Otherwise the watchdog only tells engineers "something failed eventually," rarely enough. A well-designed watchdog system narrows the problem space immediately, especially important in systems containing asynchronous peripherals, distributed processors, external sensors, and multiple timing domains, since not all watchdog failures originate in the processor itself. Sometimes the processor is merely the victim of another subsystem failing first.

Reset recovery must be deterministic

A reset event is only half the problem. Recovery behavior matters equally. Many systems recover inconsistently because startup assumptions are invalid after partial subsystem resets, retained peripherals may still hold interrupts, buses may remain busy, sensors may require stabilization delays, or external domains may not have fully collapsed.

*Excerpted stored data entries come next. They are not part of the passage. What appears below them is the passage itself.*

Issue #1267, opened 2021-01-15
Create MR with reviewers


mary3000:
I didn't find an option to assign reviewers while creating MR. 
As I see, gitlab REST API also [doesn't have](https://docs.gitlab.com/ee/api/merge_requests.html#create-mr) this option yet (should I also file an issue about it [here](https://gitlab.com/gitlab-org/gitlab/-/issues)?)

JoelFeiner:
@mary3000 I see `reviewer_ids` in the API. Perhaps the documentation just hadn't been updated yet?

m00lecule:
Hello! I am also struggling to find this feature in `python-gitlab 2.6.0`

mattiasb:
This should be in now since a couple of days. See [here](https://docs.gitlab.com/ee/api/merge_requests.html#update-mr)

spyoungtech:
It would also be nice to be able to change the reviewers on an existing merge request.

spyoungtech:
As a workaround for this, you can do the following:

```python
# update the reviewers on the MR
updated_data = mr.manager.update(mr.get_id(), {'reviewer_ids': [1,2,3]})

#  for completeness, update the object from the server response
if updated_data:
    mr._update_attrs(updated_data)
```

mykolasolodukha:
This might've been closed now since the #1396 is merged.

nejch:
You're right @mykolasolodukha, this does already work. Thanks for the catch!

```python
mr = project.mergerequests.create(
    {
        "source_branch": "your-branch",
        "target_branch": "main",
        "title": "your MR",
        "reviewer_ids": [reviewer_id]
    }
)

mr.reviewer_ids = [reviewer_id, another_reviewer_id]
mr.save()
```

PR #1396, opened 2021-04-14
feat(api):add support for creating/editing reviewers in project MRs

spyoungtech:
This is a first attempt at allowing users to create MRs with reviewers or edit an existing MR with the `reviewer_ids` parameter.

This is kind of unique in the sense that `reviewer_ids` doesn't appear in the rest response, but it is an accepted parameter.

A manager might be a better way to implement this, but I'm not sure it's appropriate since reviewers doesn't have its own API path, so reviewers are not really a rest object in their own right. The only example of a manager being used as a helper is the sidekiq manager.

API:

```python
mr.reviewer_ids = [1,2,3]
mr.save()
```

The property can be omitted and the same code as above works, however `mr.reviewer_ids` would be an attribute error, which may be an odd interface.

What I have here _works_ but I'm not sure it's an ideal interface. Mainly raising this to get feedback from maintainers on how this should be implemented. Feedback appreciated.

Relates to #1267

### DIFF
--- a/gitlab/v4/objects/merge_requests.py
+++ b/gitlab/v4/objects/merge_requests.py
@@ -138,6 +138,22 @@ class ProjectMergeRequest(
 ):
     _id_attr = "iid"
 
+    @property
+    def reviewer_ids(self):
+        return [reviewer["id"] for reviewer in self.reviewers]
+
+    @reviewer_ids.setter
+    def reviewer_ids(self, new_reviewer_ids):
+        new_reviewers = [{"id": id} for id in set(new_reviewer_ids)]
+        new_reviewers.extend(
+            [
+                reviewer
+                for reviewer in self.reviewers
+                if reviewer["id"] in new_reviewer_ids
+            ]
+        )
+        self.reviewers = new_reviewers
+
     _managers = (
         ("approvals", "ProjectMergeRequestApprovalManager"),
         ("approval_rules", "ProjectMergeRequestApprovalRuleManager"),
@@ -373,6 +389,7 @@ class ProjectMergeRequestManager(CRUDMixin, RESTManager):
             "remove_source_branch",
             "allow_maintainer_to_push",
             "squash",
+            "reviewer_ids",
         ),
     )
     _update_attrs = RequiredOptional(
@@ -388,6 +405,7 @@ class ProjectMergeRequestManager(CRUDMixin, RESTManager):
             "discussion_locked",
             "allow_maintainer_to_push",
             "squash",
+            "reviewer_ids",
         ),
     )
     _list_filters = (
--- a/gitlab/v4/objects/merge_requests.py
+++ b/gitlab/v4/objects/merge_requests.py
@@ -138,22 +138,6 @@ class ProjectMergeRequest(
 ):
     _id_attr = "iid"
 
-    @property
-    def reviewer_ids(self):
-        return [reviewer["id"] for reviewer in self.reviewers]
-
-    @reviewer_ids.setter
-    def reviewer_ids(self, new_reviewer_ids):
-        new_reviewers = [{"id": id} for id in set(new_reviewer_ids)]
-        new_reviewers.extend(
-            [
-                reviewer
-                for reviewer in self.reviewers
-                if reviewer["id"] in new_reviewer_ids
-            ]
-        )
-        self.reviewers = new_reviewers
-
     _managers = (
         ("approvals", "ProjectMergeRequestApprovalManager"),
         ("approval_rules", "ProjectMergeRequestApprovalRuleManager"),


gitlab/v4/objects/merge_requests.py
```diff
@@ -112,6 +112,22 @@ class ProjectMergeRequest(
...
+        new_reviewers = [{"id": id} for id in set(new_reviewer_ids)]
+        new_reviewers.extend(
+            [
+                reviewer
+                for reviewer in self.reviewers
+                if reviewer["id"] in new_reviewer_ids
+            ]
+        )
+        self.reviewers = new_reviewers
+
```
spyoungtech, line 130: All this _could_ be omitted and the functionality could still work, but that causes attribute lookup for `mr.reviewer_ids` to raise an `AttributeError`, unless it was specifically set, which might be kind of odd.

JohnVillalovos: Yeah, I don't see any other usage of `@property` in the `gitlab/v4/objects/*.py` files. So I'm not sure about that.

@nejch What do you think?

gitlab/v4/objects/merge_requests.py
```diff
@@ -373,6 +389,7 @@ class ProjectMergeRequestManager(CRUDMixin, RESTManager):
             "remove_source_branch",
             "allow_maintainer_to_push",
             "squash",
+            "reviewer_ids",
```
JohnVillalovos, line 392: As long as we are updating this I think it would be good to bring it up to date with the current API

https://docs.gitlab.com/ee/api/merge_requests.html#create-mr

These seem missing to me:

- assignee_ids | integer array | no | The ID of the user(s) to assign the MR to. Set to 0 or provide an empty value to unassign all assignees.
- reviewer_ids | integer array | no | The ID of the user(s) added as a reviewer to the MR. If set to 0 or left empty, no reviewers are added.
- remove_source_branch | boolean | no | Flag indicating if a merge request should remove the source branch when merging.

JohnVillalovos (changes requested):
Thanks a lot for this! Sorry for the delay in getting a review done.

I have left some comments.

I also rebased the patch to bring it in sync with the upstream branch.

gitlab/v4/objects/merge_requests.py
```diff
@@ -388,6 +405,7 @@ class ProjectMergeRequestManager(CRUDMixin, RESTManager):
             "discussion_locked",
             "allow_maintainer_to_push",
             "squash",
+            "reviewer_ids",
```
JohnVillalovos, line 408: This list would also be nice to be updated.

https://docs.gitlab.com/ee/api/merge_requests.html#update-mr

The list of `update` attributes differs slightly from the list of `create` attributes.

gitlab/v4/objects/merge_requests.py
spyoungtech: Thanks for taking a look at this.

Yeah, what's interesting about this particular API is that, unlike most other endpoints, the POST body includes parameters that are _not_ included in the response.

One consequence I noticed of adding a name to the list is that the framework will try to make that name an accessible attribute on the RestObject. However, because `reviewer_ids` is not present in the response, you get a (arguably unexpected) error when trying to access it. 

This is not a _huge_ problem, but was a motivation behind the `@property` getter/setter for `reviewer_ids` in an attempt to keep the Python API more consistent.

If the idea is to be able to do something like this:
```python
mr.reviewer_ids = [1,2,3]
mr.save()
```

Then `mr.reviewer_ids` should always be an accessible attribute even on a freshly retrieved object, in my opinion (without the property, this will be an attribute error because it's not in the response as such)

If this is seen as a good approach, I'd be happy to add the same for assignees (it has the same oddities, IIRC).

I'll also be happy to take care of the chore of adding `remove_source_branch` and double-checking for any other missing parameters for MRs.

gitlab/v4/objects/merge_requests.py
nejch: Sorry for the delay here people. Thanks for this, although I had some concerns originally so it took me a while to get back to this.
1. This will be a problem for assignees as well then, right? POST/PUT take `assignee_ids`, GET returns `assignees` (edit: ah I see it in the other comment)
2. If so it's also a problem for issues, not just MRs. Again POST/PUT take `assignee_ids`, GET returns `assignees`. There may be other resources we'd need to find

So I think we're getting into the territory of GitLab API quirks kind of, where we already closed the `public_builds` (POST/PUT) vs `public_jobs` (GET) PR, https://github.com/python-gitlab/python-gitlab/pull/1439. In that case we opened an upstream issue instead. We've also recently decided not to do too much custom work around just wrapping the API, see e.g. https://github.com/python-gitlab/python-gitlab/pull/1443.

I'd like to open an upstream issue first just to see if they'd be willing to make the naming consistent though I doubt it as it's quite explicit this way for them at least, and I think they also use `*_usernames` in list filters. If we decide to do it here though I'd like it to be as generic as possible (maybe via mixins or custom attributes, if it's feasible) for all resources where this might happen. Thanks again, I'll update with the upstream issue :) Any thoughts so far on this?

spyoungtech: Thanks for taking the time to review @nejch  

My thoughts about the upstream change: relying on upstream changes is probably sufficient for users of GitLab.com -- they'll eventually be fixed and the need for any other solution obviated. However, for self-hosted users who may stick to earlier versions of GitLab may still yet need an interface for the API v4 capabilities of GitLab for 12.x, 13.x, etc.

I think it would be nice to see the wrapper handle this, but I would understand and support the decision to not need to maintain that code into the future.

In the meantime, perhaps we can split up the two concerns:

1. The capability to use the _assignee_ids_ for put/post
2. Whether or not we would smooth out the API quirks (e.g. with a property, or generic wrapper of some kind)

So, maybe this PR can remove the `@property` bits for now so we can proceed with adding `assignee_ids` to the list of parameters to get the basic functionality working. Then, perhaps we can discuss smoothing the API issues in a separate MR, if we still feel it's worth pursuing.

```suggestion
```

gitlab/v4/objects/merge_requests.py
spyoungtech: It would be really nice if GitLab published an OpenAPI spec, then this could probably be handled dynamically, or at least more easily 🤔

nejch: I see you've found the upstream issue :)

gitlab/v4/objects/merge_requests.py
nejch: Yes that would make sense so we don't block this for now, thanks :) and we can discuss the rest in the issue/follow-up.

Maintaining compatibility based on gitlab versions is a whole other topic IMO as gitlab keeps breaking the API behavior in subtle ways even on minor/patch releases as we saw with 13.12, so we'd potentially have to litter our code with conditionals to cover all use cases, but I understand your point, another thing to discuss :)

nejch (approved):
Sorry, somehow I missed this!

Since we reduced the scope I think we can go ahead with this PR and I'll open a follow-up/upstream issue to see if we can align the parameters. The OpenAPI topic is already discussed here https://github.com/python-gitlab/python-gitlab/issues/1446 and we can hopefully come up with a general solution that covers everything there.

P-N-L:
Hello! I just read through the changes and discussions in this MR, and would be interested in following the upstream issue(s) with GitLab regarding aligning the parameters. @nejch apologies if I missed a link somewhere in the discussions, but could you please share the GitLab upstream issue? Appreciate it!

Now recovery timing changes depending on the previous failure mode. At Hoomanely, we learned that deterministic recovery requires explicit startup sequencing, rail validation before initialization, subsystem acknowledgement, timeout-aware bring-up, and controlled dependency ordering. Otherwise, resets simply hide instability temporarily before the next failure occurs.

Final thoughts

Reset architecture is often treated as simple infrastructure. In reality it's one of the most important observability systems inside an embedded product. A reset event represents power behavior, subsystem coordination, timing integrity, sequencing correctness, and architectural maturity.

When reset visibility is weak, engineers spend days reproducing failures. When reset visibility is strong, failures become diagnosable almost immediately. The difference isn't luck. It's whether the system was intentionally designed to preserve context during failure. Because in modern embedded systems, the hardest bugs are rarely the ones that crash permanently. They're the ones that recover before anyone understands why they happened.